This response to the SAGE-02 call detailed the proposed approach to an engine mounting system for the open-rotor demonstrator. The goal of the program was to define the requirements of the mounting system, design and develop the system so that it meets the requirements and can be optimised and validated on an engine ground test.
The mount system structural and vibration isolation requirements were established early in the design phase. This was done through trade studies, incorporating the many years of experience of LORD in designing and developing aircraft engine isolation systems. The technology used for the system was adapted from current elastomeric, metallic and Fluidlastic engine mount systems to the requirements of this engine. Manufacture of components used LORD aerospace quality system. Bench testing was conducted at LORD using methods established for certification testing of engine mount systems. Details on how LORD utilised, adapted and extended current technology to meet the requirements of the program are shown in the work package response.

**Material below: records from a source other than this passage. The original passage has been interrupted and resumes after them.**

PR #175, opened 2017-11-15
DSDEGP-1779 Tweak Clio integration-test setup so it'll work on Jenkins

danxmoran:
### Description

Also (as is custom), I refactored our usage of `Indexable` and `HitReader` so that they're bound as fields to their corresponding `ElasticsearchIndex`, and not floating in the implicit ether all around the server. I made the change so I could write generic code for pre-seeding documents into storage in the `RecoveryTests`, and it let me delete a bunch of imports and context-bounds in the server classes.

[Here](https://gotc-jenkins.dsp-techops.broadinstitute.org/job/clio-integration/202/) is a Jenkins job that will run the Load and Recovery tests, to show things are working. I'll follow-up with a PR in dsp-jenkins.

----

* Review cycle:

### DIFF
--- a/clio-client/src/main/scala/org/broadinstitute/clio/client/util/IoUtil.scala
+++ b/clio-client/src/main/scala/org/broadinstitute/clio/client/util/IoUtil.scala
@@ -1,6 +1,5 @@
 package org.broadinstitute.clio.client.util
 
-import java.io.File
 import java.net.URI
 import java.nio.file.{FileVisitOption, Files, Path, Paths}
 import java.util.Comparator
@@ -38,8 +37,7 @@ trait IoUtil {
     Files
       .walk(directory, FileVisitOption.FOLLOW_LINKS)
       .sorted(Comparator.reverseOrder())
-      .map[File](path => path.toFile)
-      .forEach(file => file.deleteOnExit())
+      .forEach(Files.delete(_))
   }
 
   /*
--- a/clio-client/src/main/scala/org/broadinstitute/clio/client/util/IoUtil.scala
+++ b/clio-client/src/main/scala/org/broadinstitute/clio/client/util/IoUtil.scala
@@ -1,8 +1,9 @@
 package org.broadinstitute.clio.client.util
 
+import java.io.IOException
 import java.net.URI
-import java.nio.file.{FileVisitOption, Files, Path, Paths}
-import java.util.Comparator
+import java.nio.file._
+import java.nio.file.attribute.BasicFileAttributes
 
 import scala.sys.process.{Process, ProcessBuilder}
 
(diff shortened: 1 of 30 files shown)


clio-client/src/main/scala/org/broadinstitute/clio/client/util/IoUtil.scala
```diff
@@ -38,8 +37,7 @@ trait IoUtil {
     Files
       .walk(directory, FileVisitOption.FOLLOW_LINKS)
       .sorted(Comparator.reverseOrder())
```
pshapiro4broad: For very deep trees this will be expensive. Using a file visitor instead would avoid having to read all file tree paths at once.

Also I wonder why we're using `FOLLOW_LINKS` here.

clio-dataaccess-model/src/main/scala/org/broadinstitute/clio/server/dataaccess/elasticsearch/Elastic4sAutoDerivation.scala
```diff
@@ -19,3 +19,5 @@ object Elastic4sAutoDerivation extends ModelAutoDerivation {
   implicit def implicitEncoder(json: Json): String =
     defaultPrinter.pretty(json)
 }
+
+object Elastic4sAutoDerivation extends Elastic4sAutoDerivation
```
pshapiro4broad: With this change do we still need an `object` here?

clio-dataaccess-model/src/main/scala/org/broadinstitute/clio/server/dataaccess/elasticsearch/Elastic4sAutoDerivation.scala
```diff
@@ -4,7 +4,7 @@ import io.circe.Json
 import org.broadinstitute.clio.util.json.ModelAutoDerivation
 
 /** Automatic JSON encoding and decoding for the Elasticsearch DAO. */
-object Elastic4sAutoDerivation extends ModelAutoDerivation {
+trait Elastic4sAutoDerivation extends ModelAutoDerivation {
```
pshapiro4broad: The name of this class seems bad to me. I guess it was chosen to match `com.sksamuel.elastic4s.` but that package isn't used here. Seems like writing out `ElasticsearchAutoDerivation` would be better.

pshapiro4broad (approved):

clio-dataaccess-model/src/main/scala/org/broadinstitute/clio/server/dataaccess/elasticsearch/Elastic4sAutoDerivation.scala
danxmoran: I think it's named this way because it's providing the `implicit printer` argument to [this method](https://github.com/sksamuel/elastic4s/blob/master/elastic4s-circe/src/main/scala/com/sksamuel/elastic4s/circe/package.scala#L41) in elastic4s-circe. I'll update the scaladoc to make it more clear what the trait provides.

clio-client/src/main/scala/org/broadinstitute/clio/client/util/IoUtil.scala
```diff
@@ -35,11 +35,22 @@ trait IoUtil {
   }
 
   def deleteDirectoryRecursively(directory: Path): Unit = {
-    Files
-      .walk(directory, FileVisitOption.FOLLOW_LINKS)
-      .sorted(Comparator.reverseOrder())
-      .map[File](path => path.toFile)
-      .forEach(file => file.deleteOnExit())
+    val _ =
+      Files.walkFileTree(directory, new SimpleFileVisitor[Path]() {
```
danxmoran, line 39: @pshapiro4broad I haven't used `FileVisitor` before, does this look sane?

danxmoran:
Latest integration-test run on Jenkins is [here](https://gotc-jenkins.dsp-techops.broadinstitute.org/job/clio-integration/204/). The one failure is from a version skew when running the dev-env tests; all the in-docker ones passed.

tbl3rd (approved):

clio-client/src/main/scala/org/broadinstitute/clio/client/util/IoUtil.scala
pshapiro4broad: Looks good to me.

pshapiro4broad (approved):

PR #176, opened 2017-11-16
DSDEGP-1801 Add retries to clio-client.

danxmoran:
### Description

This sets up the web-client to retry whenever an exception is thrown during a request-response cycle, but not when a response is returned successfully with an error status code.

I ended up not using akka-http's built-in retry logic. After doing some digging on the specific exception KT hit last night I found we'd stumbled on a [known bug](https://github.com/akka/akka-http/issues/1459#issuecomment-335487195) in akka's "host-level" API, which also provides the retry logic I had mentioned earlier. The akka team is [completely rewriting](https://github.com/akka/akka-meta/issues/60) the internals of that API, so I moved us off of it and onto the lower-level "connection-level" API instead.

----

* Review cycle:

### DIFF
--- a/clio-client/src/main/scala/org/broadinstitute/clio/client/util/IoUtil.scala
+++ b/clio-client/src/main/scala/org/broadinstitute/clio/client/util/IoUtil.scala
@@ -36,21 +36,26 @@ trait IoUtil {
 
   def deleteDirectoryRecursively(directory: Path): Unit = {
     val _ =
-      Files.walkFileTree(directory, new SimpleFileVisitor[Path]() {
-        override def visitFile(file: Path,
-                               attrs: BasicFileAttributes): FileVisitResult = {
-          Files.delete(file)
-          FileVisitResult.CONTINUE
-        }
-
-        override def postVisitDirectory(dir: Path,
-                                        exc: IOException): FileVisitResult = {
-          Option(exc).fold({
-            Files.delete(dir)
+      Files.walkFileTree(
+        directory,
+        new SimpleFileVisitor[Path]() {
+          override def visitFile(
+            file: Path,
+            attrs: BasicFileAttributes
+          ): FileVisitResult = {
+            Files.delete(file)
             FileVisitResult.CONTINUE
-          })(throw _)
+          }
+
+          override def postVisitDirectory(dir: Path,
+                                          exc: IOException): FileVisitResult = {
+            Option(exc).fold({
+              Files.delete(dir)
+              FileVisitResult.CONTINUE
+            })(throw _)
+          }
         }
-      })
+      )
   }
 
   /*
--- a/clio-client/src/main/scala/org/broadinstitute/clio/client/webclient/ClioWebClient.scala
+++ b/clio-client/src/main/scala/org/broadinstitute/clio/client/webclient/ClioWebClient.scala
@@ -1,5 +1,6 @@
 package org.broadinstitute.clio.client.webclient
 
+import akka.Done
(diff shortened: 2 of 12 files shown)


clio-client/src/main/scala/org/broadinstitute/clio/client/util/IoUtil.scala
```diff
@@ -36,21 +36,26 @@ trait IoUtil {
 
   def deleteDirectoryRecursively(directory: Path): Unit = {
     val _ =
-      Files.walkFileTree(directory, new SimpleFileVisitor[Path]() {
```
danxmoran, line 39: Scalafmt

clio-client/src/main/scala/org/broadinstitute/clio/client/webclient/ClioWebClient.scala
```diff
@@ -91,7 +70,26 @@ class ClioWebClient(
...
+
+        val response = responseStream
+          .recoverWithRetries(maxRequestRetries, {
+            case _ => responseStream
+          })
+          .runWith(Sink.head)
+
+        response.transformWith {
+          case Success(r)  => Future.successful(Success(r) -> promise)
+          case Failure(ex) => Future.successful(Failure(ex) -> promise)
```
pshapiro4broad: can you explain why this is returns `Future.successful()`?

pshapiro4broad (approved):

clio-client/src/main/scala/org/broadinstitute/clio/client/webclient/ClioWebClient.scala
danxmoran: Yup! By default, `mapAsyncUnordered` will fail and shut down the web client's entire request-response stream if an element produces a failed `Future`, and we don't want that (otherwise apps like the backfill that use a single long-running client will fall over on any failure that pops up). There's a way to configure the stage to have it resume processing instead of stopping, but in that case it'll still drop the failed element, which we also don't want.

What we do want is to have any `Failure`s preserved and passed to `promise.failure`, so the thread listening on the other end of the `promise` can receive the exception and handle it appropriately. We make this happen by transforming all the `Future[HttpResponse]`s here into successful `Future[Try[HttpResponse]]`s, so the final stage in the stream can handle both successes and failures and we never crash out the stream.

I dug a bit more into the streams API and I think there might be a cleaner way to do it. I'll try it out, and if I can't make it work I'll add a scaladoc explaining all this.

clio-client/src/main/scala/org/broadinstitute/clio/client/webclient/ClioWebClient.scala
```diff
@@ -91,11 +71,64 @@ class ClioWebClient(
...
     )
-    .via(connectionFlow)
-    .toMat(Sink.foreach {
-      case (Success(response), promise) => promise.success(response)
-      case (Failure(ex), promise)       => promise.failure(ex)
-    })(Keep.left)
+    .mapAsyncUnordered(maxConcurrentRequests) {
+      case (request, promise) => {
+
+        /*
```
tlangs, line 77: Thanks for the detailed comments.

tlangs (approved):

clio-client/src/main/scala/org/broadinstitute/clio/client/webclient/ClioWebClient.scala
pshapiro4broad: Makes sense, thanks for the explanation.

PR #178, opened 2017-11-20
DSDEGP-1812 Generalize existing move logic to allow setting arbitrary new basename

danxmoran:
### Description

This is needed for reset-ing filenames after testing a cram delivery with a patient-ID prefix, and is also useful in general.

----

* Review cycle:

### DIFF
--- a/clio-client/src/main/scala/org/broadinstitute/clio/client/dispatch/DeliverWgsCramExecutor.scala
+++ b/clio-client/src/main/scala/org/broadinstitute/clio/client/dispatch/DeliverWgsCramExecutor.scala
@@ -27,16 +27,24 @@ import scala.concurrent.{ExecutionContext, Future}
 class DeliverWgsCramExecutor(deliverCommand: DeliverWgsCram)
     extends Executor[UpsertId] {
 
-  val moveCommand =
-    MoveWgsCram(deliverCommand.key, deliverCommand.workspacePath)
-  import moveCommand.index.implicits._
+  import WgsCramIndex.implicits._
 
   override def execute(webClient: ClioWebClient, ioUtil: IoUtil)(
     implicit ec: ExecutionContext
   ): Future[UpsertId] = {
 
-    val moveExecutor =
-      new MoveExecutor(moveCommand, deliverCommand.samplePrefix)
+    val deliveredFileBasename: String =
+      deliverCommand.samplePrefix.fold(deliverCommand.key.sampleAlias) {
+        prefix =>
+          s"$prefix${deliverCommand.key.sampleAlias}"
+      }
+    val moveCommand = MoveWgsCram(
+      deliverCommand.key,
+      deliverCommand.workspacePath,
+      Some(deliveredFileBasename)
+    )
+
+    val moveExecutor = new MoveExecutor(moveCommand)
 
     for {
       _ <- moveExecutor.execute(webClient, ioUtil)
--- a/clio-client/src/main/scala/org/broadinstitute/clio/client/dispatch/DeliverWgsCramExecutor.scala
+++ b/clio-client/src/main/scala/org/broadinstitute/clio/client/dispatch/DeliverWgsCramExecutor.scala
@@ -10,7 +10,8 @@ import org.broadinstitute.clio.transfer.model.WgsCramIndex
 import org.broadinstitute.clio.transfer.model.wgscram.{
   TransferWgsCramV1Metadata,
   TransferWgsCramV1QueryInput,
-  TransferWgsCramV1QueryOutput
+  TransferWgsCramV1QueryOutput,
+  WgsCramExtensions
 }
 import org.broadinstitute.clio.util.model.UpsertId
 
@@ -87,8 +88,12 @@ class DeliverWgsCramExecutor(deliverCommand: DeliverWgsCram)
            * we can write directory to the source location instead of writing
            * to temp and then copying.
            */
-          val md5Tmp = Files.createTempFile("clio-cram-deliver", "md5")
-          val cloudMd5Path = s"$cramPath.md5"
+          val md5Tmp = Files.createTempFile(
+            "clio-cram-deliver",
+            WgsCramExtensions.Md5Extension
+          )
+          val cloudMd5Path =
+            s"$cramPath${WgsCramExtensions.Md5ExtensionAddition}"
 
           try {
             Files.write(md5Tmp, cramMd5.name.getBytes)
--- a/clio-integration-test/src/it/scala/org/broadinstitute/clio/integrationtest/tests/GvcfTests.scala
+++ b/clio-integration-test/src/it/scala/org/broadinstitute/clio/integrationtest/tests/GvcfTests.scala
@@ -12,6 +12,7 @@ import org.broadinstitute.clio.server.dataaccess.elasticsearch.{
 }
 import org.broadinstitute.clio.transfer.model.GvcfIndex
 import org.broadinstitute.clio.transfer.model.gvcf.{
+  GvcfExtensions,
   TransferGvcfV1Key,
   TransferGvcfV1Metadata,
   TransferGvcfV1QueryOutput
@@ -81,7 +82,8 @@ trait GvcfTests { self: BaseIntegrationSpec =>
       sampleAlias = s"someAlias $randomId",
       version = 2,
       documentStatus = Some(DocumentStatus.Normal),
-      gvcfPath = Some(URI.create("gs://path/gvcf.g.vcf.gz"))
+      gvcfPath =
+        Some(URI.create(s"gs://path/gvcf${GvcfExtensions.GvcfExtension}"))
     )
 
     /*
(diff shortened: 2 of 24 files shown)


clio-client/src/test/scala/org/broadinstitute/clio/client/dispatch/MoveGvcfSpec.scala
```diff
@@ -19,7 +19,8 @@ class MoveGvcfSpec extends BaseClientSpec {
     recoverToSucceededIf[IllegalArgumentException] {
       val command = MoveGvcf(
         key = testGvcfTransferV1Key,
-        destination = MockIoUtil.InvalidPath
+        destination = MockIoUtil.InvalidPath,
+        None
```
pshapiro4broad: could you use an overloaded constructor to avoid having to pass `None`?

clio-client/src/main/scala/org/broadinstitute/clio/client/dispatch/DeliverWgsCramExecutor.scala
```diff
@@ -27,16 +27,24 @@ import scala.concurrent.{ExecutionContext, Future}
...
+  import WgsCramIndex.implicits._
 
   override def execute(webClient: ClioWebClient, ioUtil: IoUtil)(
     implicit ec: ExecutionContext
   ): Future[UpsertId] = {
 
-    val moveExecutor =
-      new MoveExecutor(moveCommand, deliverCommand.samplePrefix)
+    val deliveredFileBasename: String =
+      deliverCommand.samplePrefix.fold(deliverCommand.key.sampleAlias) {
```
pshapiro4broad, line 38: Did you consider accepting a function that could transform the destination filename, instead of the new basename? I think it would make the code here slightly simpler.

clio-integration-test/src/it/scala/org/broadinstitute/clio/integrationtest/tests/GvcfTests.scala
```diff
@@ -570,10 +572,10 @@ trait GvcfTests { self: BaseIntegrationSpec =>
...
       s"$randomId --- I am dummy detail metrics --- $randomId"
 
-    val gvcfName = s"$randomId.gvcf"
-    val indexName = s"$randomId.index"
-    val summaryMetricsName = s"$randomId.summary.metrics"
-    val detailMetricsName = s"$randomId.detail.metrics"
+    val gvcfName = s"$randomId.g.vcf.gz"
+    val indexName = s"$randomId.g.vcf.gz.tbi"
+    val summaryMetricsName = s"$randomId.variant_calling_summary_metrics"
+    val detailMetricsName = s"$randomId.variant_calling_detail_metrics"
```
pshapiro4broad: Even though this is test code, I think we want apply the same rigor to it regarding code duplication. Can the common test setup code be refactored into a common method?

clio-client/src/main/scala/org/broadinstitute/clio/client/dispatch/DeliverWgsCramExecutor.scala
danxmoran: Not sure I understand... where would the function live? Right now `deliverCommand.samplePrefix` is coming from the command line, so I think it's stuck as an `Option[String]`. We need to perform this computation somewhere, so I'm not sure wrapping it in a function to be called by the methods in the `TransferMetadata` would be any simpler than calling it once here and passing in the result.

clio-client/src/test/scala/org/broadinstitute/clio/client/dispatch/MoveGvcfSpec.scala
danxmoran: I can probably use a default value. Overloads don't play nicely with case classes AFAIK.

clio-integration-test/src/it/scala/org/broadinstitute/clio/integrationtest/tests/GvcfTests.scala
danxmoran: Done! Glorious -642 lines

clio-transfer-model/src/main/scala/org/broadinstitute/clio/transfer/model/wgscram/TransferWgsCramV1Metadata.scala
```diff
@@ -70,19 +69,16 @@ case class TransferWgsCramV1Metadata(
...
-    val prefixedCrai = prefixedCram.map(pc => URI.create(s"${pc}.crai"))
+    val movedCram = pathMapper(cramPath, ".cram")
     this.copy(
-      cramPath = pathMapper(prefixedCram),
+      cramPath = movedCram,
       // DSDEGP-1715: We've settled on '.cram.crai' as the extension and
       // want to fixup files with just '.crai' when possible.
-      craiPath = pathMapper(prefixedCrai)
+      craiPath = movedCram.map { cramUri =>
+        URI.create(s"${cramUri.toString}.crai")
```
pshapiro4broad: ~Seems like writing `cramUri + ".crai"` would be simpler here~ actually isn't `toString` unnecessary, e.g. `s"$cramUri.crai"` would work

clio-client/src/main/scala/org/broadinstitute/clio/client/dispatch/DeliverWgsCramExecutor.scala
pshapiro4broad: The function is a lambda created at the call site. Does the caller have enough information to replace the basename without needing the extension? If that could be avoided it would be much better. I don't know if we can be sure extensions of these files will never change in the future, and hardcoding them here doesn't seem great to me.

clio-integration-test/src/it/scala/org/broadinstitute/clio/integrationtest/tests/GvcfTests.scala
pshapiro4broad: bitmoji

clio-client/src/main/scala/org/broadinstitute/clio/client/dispatch/DeliverWgsCramExecutor.scala
danxmoran: Ah! I think I get what you're suggesting now, but I still don't know how it'd work.

In the special case of cram delivery, the caller knows that it's manipulating files that should end in ".cram", ".crai", etc, but in general that's not the case. The move-with-new-basename functionality is built into the move executor, which knows very little about the files it's operating over, and the new basename is getting parsed straight from the CLI. There's no special-cased intermediate between the parser and the executor that could transform the new basename into a lambda, and no good way to specify the lambda directly on the command line.

I managed to convince myself yesterday that the least-bad way to implement this feature is to hardcode the expected extensions. The concrete situation Sam was trying to recover from was a bug in the delivery WDL that ended up naming things like `..NA12878.cram`. I couldn't think of a sane splitting algorithm that would handle cases like this along with:

- `NA12878.cram`
- `SomePatientId.NA12878.cram`
- `NA12878.cram.crai`
- `HK3T5CCXX.6.Pond-492100.unmapped.bam`
- `NA12878.v10.bb684530-32a6-4461-a9f5-84778f61d935.g.vcf.gz`

Since I had convinced myself that the only way to tell basename apart from extension would be to hardcode the extensions somewhere, I stuck them in the transfer-metadata classes, which is where we've put all the other index-specific logic.

danxmoran: But I agree there are definitely drawbacks to having things hard-coded. I built a jar from my branch and gave it to Sam to unblock him, so we can leave this open over the break and talk about it with the whole group to see if this is something we want to maintain long-term.

danxmoran:
Note from #179: if we do end up keeping the hard-coded extensions, it'd be good to expose them as constants so the integration-tests can use them.

clio-transfer-model/src/main/scala/org/broadinstitute/clio/transfer/model/TransferMetadata.scala
```diff
@@ -34,17 +34,17 @@ trait TransferMetadata[M <: TransferMetadata[M]] { self: M =>
     *
     * Until we move to a Path-based API, `destination` must end with '/'.
     */
-  def moveInto(destination: URI, samplePrefix: Option[String] = None): M = {
+  def moveInto(destination: URI, newBasename: Option[String] = None): M = {
```
tbl3rd, line 37: Probably gotta update the comment here too now.
Maybe for `mapMove()` as well.

tbl3rd (approved):
Wow. Should have seen this coming. (-Kinda did see this coming, but was swayed by the argument that we should allow only prefixing the sample name!-)

clio-client/src/main/scala/org/broadinstitute/clio/client/dispatch/DeliverWgsCramExecutor.scala
tbl3rd: Type these members not as URIs but some ExendedUri type with an extension?

danxmoran: Made [DSDEGP-1827](https://broadinstitute.atlassian.net/browse/DSDEGP-1827) to track it.

danxmoran:
@pshapiro4broad I moved the file extensions into constants.

PR #189, opened 2018-01-17
DSDEGP-1963 Always use exact matching in queries on String fields

danxmoran:
### Description

We set up a nested keyword field on all our text fields when we switched the mapping for `String`s, but we didn't point the query mapper at them.

----

* Review cycle:


clio-dataaccess-model/src/main/scala/org/broadinstitute/clio/server/dataaccess/elasticsearch/AutoElasticsearchIndex.scala
```diff
@@ -17,27 +17,27 @@ import scala.reflect.runtime.universe.Type
   * Builds an ElasticsearchIndex using shapeless and reflection.
   *
   * @param name The base name of the index.
-  * @param version The mapping version to use for the index.
+  * @param mappingsVersion The mapping version to use for the index.
```
pshapiro4broad: `mappingsVersion` not `mappingVersion`? The comment text says 'mapping'.

clio-server/src/main/scala/org/broadinstitute/clio/server/dataaccess/elasticsearch/AutoElasticsearchQueryMapper.scala
```diff
@@ -92,6 +98,14 @@ class AutoElasticsearchQueryMapper[
           esName.stripSuffix("_end"),
           value.asInstanceOf[OffsetDateTime]
         )
+
+      case tpe
+          if indexVersion > 1 &&
```
pshapiro4broad: The way that `1` is used here seems like a magic number, e.g. it has a special meaning to the code. Replacing it with a name could make the code clearer, and will help a future maintainer if they want to find out everywhere this special version number is used.

pshapiro4broad: Another option would be to replace `indexVersion` with an object that computes `queryVal()` so the object encapsulates this logic, e.g. add it to `ElasticSearchIndex` instead of adding the version number. Or this work could be done in `ModelQueryInput` since that's the object that this method already has in scope.

clio-dataaccess-model/src/main/scala/org/broadinstitute/clio/server/dataaccess/elasticsearch/ElasticsearchIndex.scala
```diff
@@ -65,6 +68,12 @@ object ElasticsearchIndex extends Elastic4sAutoDerivation {
   val WgsCram: ElasticsearchIndex[DocumentWgsCram] =
     indexDocument[DocumentWgsCram](version = 2)
 
+  /**
+    * Name to assign to a nested keyword field under every text field,
+    * to support exact matching.
+    */
+  val TextExactMatchFieldName: String = "exact"
```
pshapiro4broad: Not sure why this is defined here when it's only used in another class. Does this class have another attribute which forces this field to have this name? That would be a reason to keep it in here.

clio-server/src/test/scala/org/broadinstitute/clio/server/dataaccess/elasticsearch/AutoElasticsearchQueryMapperSpec.scala
```diff
@@ -60,13 +60,20 @@ class AutoElasticsearchQueryMapperSpec extends FlatSpec with Matchers {
       mockKeyLong = None,
       mockKeyString = Option("hello")
     )
-    mapper.buildQuery(input) should be(
+    mapper.buildQuery(input, 1) should be(
```
tlangs: Same issue with "magic" number 1 here.

clio-dataaccess-model/src/main/scala/org/broadinstitute/clio/server/dataaccess/elasticsearch/ElasticsearchFieldMapper.scala
```diff
@@ -0,0 +1,99 @@
...
+}
+
+private[dataaccess] object ElasticsearchFieldMapper
+    extends IntEnum[ElasticsearchFieldMapper] {
+  import com.sksamuel.elastic4s.http.ElasticDsl._
+
+  override val values: immutable.IndexedSeq[ElasticsearchFieldMapper] = findValues
+
+  /** All non-numeric, non-date members mapped to keywords. */
+  case object InitVersion extends ElasticsearchFieldMapper(1) {
```
tlangs: Why not name this `Version1` and the other once `Version2` since its possible that we could have a third version sometime in the future?

danxmoran: Having `Version` in the name at all is an accident from earlier logic... will clean up.

I'll also rename `Init` to be more descriptive about how it actually maps things. I didn't want to go with a `VersionN` pattern because it's not really more informative than just having an int. Not sure what you mean about the third version... if we end up needing it we'll have to make a new `case object` either way, and we can name that object to describe the change in mapping logic it introduces.

pshapiro4broad (approved):

tlangs (approved):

The goals of this project, for LORD, was to create an engine mount system capable of mounting the open rotor engine demonstrator. As such, the primary objectives of this project were:
- Mount the SAGE2 open rotor engine demonstrator to the test stand;
- Evaluate innovative noise control means within the mounting system;
- Assess certification challenges as they may pertain to the engine mounting system;
- Effectively transfer engine mounting design knowledge from the US technical centre to the European based technology group.
LORD successfully delivered the Engine Mount System to the Topic Manager in October 2016, before the end of the project and in time for the assembly operation of the entire engine by the Topic Manager.
This system has been entirely designed, built and tested through LORD European engineering team, which benefits from the many years of Experience of LORD Corporation in designing and developing aircraft engine attach and isolation system. The technology used for the system includes elastomeric components at the pylon interfaces, this technology provides the necessary compliance for the engine to operate efficiently and reduce the vibration transmission from to the pylon.
Topic Manager global engine dynamic model has been used to define the proper characteristics of the elastomeric components and provide the best vibration reduction while controlling the overall motion of the engine.
Late involvement of LORD in this project, as well as the tight schedule and several update of the engine manufacturer requirements, limited the possibility to evaluate and develop innovative solutions to reduce noise and vibration.
Elastomeric components have been manufactured and tested in our US facilities, following the LORD aerospace Quality system, and test methodologies established for certification testing of engine mount systems.
The metallic structure has been designed and justified following the aerospace certification rules and requirements, so it can sustain the specified loads within the very challenging envelope space define to optimize the aerodynamic properties of the pylon.
The final design of the metallic structure was the result of multiple iterations based upon several update of loads requirements from the Engine Manufacturer affecting significantly the initial and update schedule and scope. LORD has leveraged its years of experience in project management in order to absorb the delays create by the update requirement and deliver the engine mount system in accordance to the engine manufacturer schedule.
The Open Rotor ground test was scheduled to start early 2017. LORD supported the engine manufacturer until the end of the project even if remaining activities are not going to be covered by the CleanSky initiatives.